Num exemplo hipotético, mas que já deve ter ocorrido com alguém próximo a nós, em que uma pessoa é capaz de comprar um apartamento de 1 milhão de reais, mas se o pintor cobrar 6 mil reais para pintá-lo, não vai pagar por achar caro. É capaz até mesmo de pintar o apartamento todo sozinho, só pra não pagar o trabalho de outra pessoa.
Não
damos valor econômico ao trabalho, mas damos muito valor ao bem, ao objeto, à
coisa. O apartamento vale muito, mas a pintura não.
Quanto vale o trabalho de uma
pessoa?
A desvalorização do trabalho é uma prática histórica no Brasil: talvez seja devido à escravidão, mas mesmo após a abolição, essa prática se perpetua na nossa sociedade, principalmente com os trabalhos manuais. Se o trabalho for artístico, a desvalorização é maior ainda.

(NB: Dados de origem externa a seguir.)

PR #509, opened 2023-11-03
🌱 Improve error message about missing bundles

m1kola:
# Description

Follow up for https://github.com/operator-framework/operator-controller/pull/498#discussion_r1381696321

## Reviewer Checklist

- [ ] API Go Documentation

### DIFF
--- a/internal/resolution/variablesources/bundle.go
+++ b/internal/resolution/variablesources/bundle.go
@@ -94,7 +94,7 @@ func MakeBundleVariables(
 		// get bundle dependencies
 		dependencies, err := filterBundleDependencies(allBundles, head)
 		if err != nil {
-			return nil, fmt.Errorf("could not determine dependencies for bundle with id %q: %w", id, err)
+			return nil, fmt.Errorf("could not determine dependencies for bundle %q from package %q in catalog %q: %s", head.Name, head.Package, head.CatalogName, err)
 		}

Em que você trabalha? Você é artesão? Atriz? Faz biscuit? Decoração? Ah...você desenvolve um trabalho criativo? E isso dá pra você sobreviver? Isso é só um passatempo? Percebem o preconceito nessas perguntas?
A dificuldade é grande em
compreender o processo criativo como uma atividade que empreende esforço,
técnica e tempo.
O que um neurocirurgião faz? Não
seria também um artesão que consegue ter uma precisão e habilidade manuais? Ah,
mas ele estudou numa faculdade!
Por esse tipo de justificativa, seguimos
num preconceito sem fundamento em um país onde a desigualdade social já é
gritante. A cada dia reforça-se ainda mais essa segregação e cabe a cada um de
nós evitar que esse muro separe os conhecimentos que cada um detém.
Ninguém constrói nada sozinho. O
advogado precisa do pedreiro. O médico precisa do pintor. O analista de dados
precisa do professor. E todos precisamos da arte, em todas as suas manifestações.
Vamos reconhecer o valor alheio,
sem a ilusão de superioridade, sem se sentir melhor, sem normalizar a
desigualdade.
Não adianta lutar por políticas
de valorização do trabalho, sem que nós mesmos no dia a dia, não tenhamos
consciência e maturidade para assumir que cada um ocupa um lugar na cadeia
produtiva.
A lógica do capital já é cruel. Não a tornemos mais cruel ainda, com atitudes e palavras desumanas.
Respeito não diminui ninguém. Respeitar as histórias, os
sonhos e os esforços por trás de cada trabalho.